What is required – Search the records for the word "simple" and copy every line in which it occurs.

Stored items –

============

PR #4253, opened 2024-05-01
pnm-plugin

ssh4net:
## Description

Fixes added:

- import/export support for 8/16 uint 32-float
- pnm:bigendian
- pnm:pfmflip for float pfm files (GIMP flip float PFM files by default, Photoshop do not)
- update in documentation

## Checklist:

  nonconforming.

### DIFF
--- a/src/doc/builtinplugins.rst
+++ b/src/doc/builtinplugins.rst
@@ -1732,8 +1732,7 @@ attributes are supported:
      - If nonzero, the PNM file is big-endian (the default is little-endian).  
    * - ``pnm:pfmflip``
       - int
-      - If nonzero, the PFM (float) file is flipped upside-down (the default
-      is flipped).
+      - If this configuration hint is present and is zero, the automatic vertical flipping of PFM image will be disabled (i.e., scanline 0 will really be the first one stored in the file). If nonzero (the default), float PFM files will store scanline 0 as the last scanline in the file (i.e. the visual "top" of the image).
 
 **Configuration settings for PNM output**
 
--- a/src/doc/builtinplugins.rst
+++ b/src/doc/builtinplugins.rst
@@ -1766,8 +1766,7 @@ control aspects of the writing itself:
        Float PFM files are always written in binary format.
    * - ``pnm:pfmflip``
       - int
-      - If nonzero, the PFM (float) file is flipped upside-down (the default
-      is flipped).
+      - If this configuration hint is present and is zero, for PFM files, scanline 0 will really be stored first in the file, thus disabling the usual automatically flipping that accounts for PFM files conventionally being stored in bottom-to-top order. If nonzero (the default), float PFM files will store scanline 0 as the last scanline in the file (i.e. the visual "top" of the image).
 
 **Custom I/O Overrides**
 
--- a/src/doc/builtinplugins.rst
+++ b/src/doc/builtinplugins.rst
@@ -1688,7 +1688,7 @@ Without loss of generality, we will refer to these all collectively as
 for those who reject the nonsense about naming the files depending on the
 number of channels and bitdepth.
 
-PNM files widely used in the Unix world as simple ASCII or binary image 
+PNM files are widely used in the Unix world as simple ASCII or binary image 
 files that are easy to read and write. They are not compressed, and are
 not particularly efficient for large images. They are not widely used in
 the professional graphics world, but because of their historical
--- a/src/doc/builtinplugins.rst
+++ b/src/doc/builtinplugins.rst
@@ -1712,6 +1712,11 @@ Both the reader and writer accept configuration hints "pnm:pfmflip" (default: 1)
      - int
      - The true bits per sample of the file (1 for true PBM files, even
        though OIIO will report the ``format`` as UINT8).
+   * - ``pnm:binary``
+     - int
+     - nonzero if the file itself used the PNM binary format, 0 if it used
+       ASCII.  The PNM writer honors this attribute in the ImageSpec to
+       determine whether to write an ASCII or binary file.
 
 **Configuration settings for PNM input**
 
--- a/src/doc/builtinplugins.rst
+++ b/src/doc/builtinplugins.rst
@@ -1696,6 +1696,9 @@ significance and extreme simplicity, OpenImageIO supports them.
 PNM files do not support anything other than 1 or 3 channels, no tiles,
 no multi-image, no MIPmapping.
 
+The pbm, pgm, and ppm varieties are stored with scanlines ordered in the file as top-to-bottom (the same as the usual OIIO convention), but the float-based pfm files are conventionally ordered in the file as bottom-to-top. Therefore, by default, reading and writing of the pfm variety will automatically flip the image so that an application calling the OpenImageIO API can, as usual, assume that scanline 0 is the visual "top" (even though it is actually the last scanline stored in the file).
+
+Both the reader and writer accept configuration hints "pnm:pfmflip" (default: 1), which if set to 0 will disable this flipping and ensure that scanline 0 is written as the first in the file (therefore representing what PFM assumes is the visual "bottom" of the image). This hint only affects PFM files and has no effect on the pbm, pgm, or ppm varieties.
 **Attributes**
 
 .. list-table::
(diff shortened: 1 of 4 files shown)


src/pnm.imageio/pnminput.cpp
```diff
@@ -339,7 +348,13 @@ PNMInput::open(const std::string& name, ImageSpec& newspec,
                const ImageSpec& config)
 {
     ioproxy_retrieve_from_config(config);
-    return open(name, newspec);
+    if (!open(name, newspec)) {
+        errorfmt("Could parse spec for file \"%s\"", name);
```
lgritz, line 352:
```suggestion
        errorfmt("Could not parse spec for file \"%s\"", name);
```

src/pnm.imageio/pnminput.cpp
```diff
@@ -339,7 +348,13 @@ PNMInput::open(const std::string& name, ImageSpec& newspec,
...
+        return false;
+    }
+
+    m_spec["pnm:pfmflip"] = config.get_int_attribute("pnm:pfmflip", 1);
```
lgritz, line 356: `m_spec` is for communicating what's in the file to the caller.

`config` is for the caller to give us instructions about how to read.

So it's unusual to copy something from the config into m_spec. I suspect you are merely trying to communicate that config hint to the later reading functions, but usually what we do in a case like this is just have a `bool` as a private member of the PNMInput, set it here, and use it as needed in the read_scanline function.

============

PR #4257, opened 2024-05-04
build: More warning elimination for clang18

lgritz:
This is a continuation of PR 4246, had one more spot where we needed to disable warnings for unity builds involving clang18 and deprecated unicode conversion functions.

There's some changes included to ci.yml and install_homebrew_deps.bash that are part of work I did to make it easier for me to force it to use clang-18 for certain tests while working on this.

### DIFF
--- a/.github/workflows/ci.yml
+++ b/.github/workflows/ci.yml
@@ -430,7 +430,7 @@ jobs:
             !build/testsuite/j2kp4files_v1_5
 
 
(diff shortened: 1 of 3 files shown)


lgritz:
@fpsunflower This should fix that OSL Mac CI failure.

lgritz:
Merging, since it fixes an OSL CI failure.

============

Your response –
-PNM files widely used in the Unix world as simple ASCII or binary image 
+PNM files are widely used in the Unix world as simple ASCII or binary image 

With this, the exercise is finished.